- Born: Serhii Leonidovych Kotenko 16 July 1967 Haisyn, Vinnytsia Oblast, Ukrainian SSR, USSR
- Died: 9 March 2022 (aged 54) near Zaporizhzhia, Zaporizhzhia Oblast, Ukraine
- Allegiance: Ukraine
- Branch: Ukrainian Ground Forces
- Service years: 1989–2022
- Rank: Colonel
- Conflicts: Russo-Ukrainian War War in Donbas; Russian invasion of Ukraine Southern Ukraine campaign †; ; ;
- Awards: Order of Bohdan Khmelnytsky Order of the Gold Star (posthumously)

= Serhii Kotenko =

Ukrainian soldier (1967–2022)

Serhii Leonidovych Kotenko (Сергій Леонідович Котенко; 16 July 1967 – 9 March 2022) was a Ukrainian military officer and participant in the Russian invasion of Ukraine who posthumously received the Hero of Ukraine on 16 March 2022. Prior to the war, he was head of the Haisyn District State Administration (2014–2015) and Commander of the 9th Separate Motorized Infantry Battalion.

== Biography ==
Serhii Kotenko was born in Haisyn, Vinnytsia Oblast. He graduated from Kamianets-Podilskyi Higher Military Engineering Command School in 1989. He served in the army for 22 years. In 2014–2015, he headed the Haisyn Regional State Administration, and later returned to military service. He was the commander of the 9th Separate Motorized Infantry Battalion "Vinnytsia Scythians".

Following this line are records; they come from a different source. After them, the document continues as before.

PR #1149, opened 2021-05-21
fix: POC for a sane dracut chroot environment

haraldh:
`bash` and various other utilities only work with a sane chroot
environment. At least `bash` needs `/dev/fd` to function properly.

Take this as a POC patch to make things work.

See https://bugzilla.redhat.com/show_bug.cgi?id=1962975#c2

With this patch:
```console
# lsinitrd ./isolinux/initrd.img|fgrep ca-bundle
-r--r--r--   1 root     root       216090 May 18 10:36 etc/pki/ca-trust/extracted/pem/tls-ca-bundle.pem
lrwxrwxrwx   1 root     root           46 May 18 10:36 etc/pki/tls/certs/ca-bundle.crt -> ../../ca-trust/extracted/pem/tls-ca-bundle.pem
```

### DIFF
--- a/src/pylorax/treebuilder.py
+++ b/src/pylorax/treebuilder.py
@@ -328,14 +328,17 @@ class TreeBuilder(object):
                 # Construct an initrd from the kernel name
                 outfile = kernel.path.replace("vmlinuz-", "initrd-") + ".img"
             logger.info("rebuilding %s", outfile)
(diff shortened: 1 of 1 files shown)


bcl:
Thanks for tracking that down, I've expanded on this a bit in #1151 which should make it easier to add future requirements.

From 24 February 2022, he took part in the Russo-Ukrainian War, redeploying his forces to Vasylivka in the Zaporizhzhia Oblast. He died on 9 March 2022, in a battle with Russian forces near Zaporizhzhia. He was buried on 11 March in the town of Haisyn, Vinnytsia region. Two days earlier, his brother Oleksandr Kotenko (October 23, 1971 – March 7, 2022), serving in the Aidar Battalion, was killed in action near Mykolaiv.

In December 2022 a street in Kyiv that was named after Russian general Alexander Suvorov was renamed to Serhii Kotenko Street.

== Awards ==

- The title of "Hero of Ukraine" with the deigning Order of the Golden Star (2022, posthumously) for personal courage and heroism shown in defending the state sovereignty and territorial integrity of Ukraine, loyalty to the military oath.
- Order of Bohdan Khmelnytsky III degree (2019) for significant personal merits in defending the state sovereignty and territorial integrity of Ukraine, civic courage, dedication to upholding the constitutional principles of democracy, human rights and freedoms, significant contribution to cultural and educational development, active volunteering.